I totally agree that spinning disks are on the way out, except for high-
storage purposes. And then only until flash storage meets / exceeds their
density (solid state has a habit of doing this). And I totally agree that the
HD size means nothing to most people buying computers. But it _does_ drive
sales over smaller numbers, so we'll keep seeing them go up as long as that's
true. Maybe the tipping point is now, but I'm not putting any money on that.

As for 'boots faster / less waiting', it isn't something that's generally
quantifiable because it comes with a wide range of caveats. Even if it were (I
haven't seen any, but I haven't PC shopped for a while), most people I know
are well aware that computers slow down over time. They may not know _why_ ,
but they have seen it happen to _every computer they've ever owned_ \- "It
wasn't this slow when I bought it" is a common complaint.

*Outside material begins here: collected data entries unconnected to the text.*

PR #11669, opened 2024-10-17
metric(cdc): fix uncorrect metric WorkerBusyRatio

### LINKED ISSUE #11664: Optimize the metrics for redo module for TiCDC
Currently the metrics for redo module is not clear and correct enough to analyze the working situations for redo. 
Such as
1. It is impossible to achieve 100% worker busy ratio under the current calculation way.
2. The duration for the flush shows strange and uncorrectly when the duration is quite long.
...

To make the metrics more useful and convenient, we need to reorganize the calculation and display of redo metrics.

wk989898:

Issue Number: close #11664

1. Update worker_busy_ratio calculation. 
2. Split redo metrics by log type.

#### Tests 

 - Unit test
 - Integration test
 
Screenshot 2024-10-17 at 19 21 17

Screenshot 2024-10-17 at 19 22 08

### Release note 

```release-note
None
```

### DIFF
--- a/cdc/redo/common/metric.go
+++ b/cdc/redo/common/metric.go
@@ -29,7 +29,7 @@ var (
 		Subsystem: subsystem,
 		Name:      "write_bytes_total",
 		Help:      "Total number of bytes redo log written",
-	}, []string{"namespace", "changefeed"})
+	}, []string{"namespace", "changefeed", "type"})
 
 	// RedoFsyncDurationHistogram records the latency distributions of fsync called by redo writer.
 	RedoFsyncDurationHistogram = prometheus.NewHistogramVec(prometheus.HistogramOpts{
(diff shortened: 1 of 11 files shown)


cdc/redo/common/metric.go
```diff
@@ -38,25 +38,25 @@ var (
 		Name:      "fsync_duration_seconds",
 		Help:      "The latency distributions of fsync called by redo writer",
 		Buckets:   prometheus.ExponentialBuckets(0.001, 2.0, 13),
```
hongyunyan, line 40: We should adjust the bucket setting. In `prometheus.ExponentialBuckets(0.001, 2.0, 13)`, the largest bucket is 4s-8s, which leading when flush time > 4s even 40s， they all just into one bucket. It makes us can't distinguish them clearly.

hongyunyan:
Could you do some tests to check whether the redo metrics now is correctly? Such as 
1. when there are too many events need to write and flush --> to exam whether the busy ratio is 100%?
2. To make a situation where flush is particularly slow --> to see whether the variour flush duration is clear enough
....

cdc/redo/common/metric.go
wk989898: Any suggestions about bucket settings? In the old setting, the flush time > 4s seems as an intolerated situation.

wk989898:
> 1. when there are too many events need to write and flush --> to exam whether the busy ratio is 100%?

this [metric](https://github.com/pingcap/tiflow/pull/11669/files#diff-fe2e80732b903e0dbaf66663c74cf59bc9e03864b418e9b2f526fcdd2a47ea46R19406) statistics work time in past one minute. It will be 100% if work time equals the ticker's duration, which means all time is working time.

hongyunyan (approved):

cdc/redo/common/metric.go
wk989898: 截屏2024-10-29 16 53 36

metrics/grafana/TiCDC-Monitor-Summary.json
```diff
@@ -3165,4 +3165,4 @@
   "title": "Test-Cluster-TiCDC-Summary",
   "uid": "McUpY954z",
   "version": 2
```
3AceShowHand, line 3167: add 1 to this, set version to 3.

metrics/grafana/ticdc.json
```diff
@@ -21652,4 +21652,4 @@
   "title": "${DS_TEST-CLUSTER}-TiCDC",
   "uid": "YiGL8hBZ1",
   "version": 61
```
3AceShowHand, line 21654: set to 62

3AceShowHand (approved):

On top of that, the
vast majority of people I know simply don't shut down their computer until an
update forces them to. Computers resume from sleep _very_ quickly - my laptop
is awake and responding by the time I can get my hands on the keyboard to
punch in my password. Cutting that time in half gains nothing, it has reached
the 'fast enough' point that it's not an incentive.

------
rplnt
And this was just a few years back...

<http://www.youtube.com/watch?v=-xPvD0Z9kz8> (Get perpendicular! animation by
Hitachi)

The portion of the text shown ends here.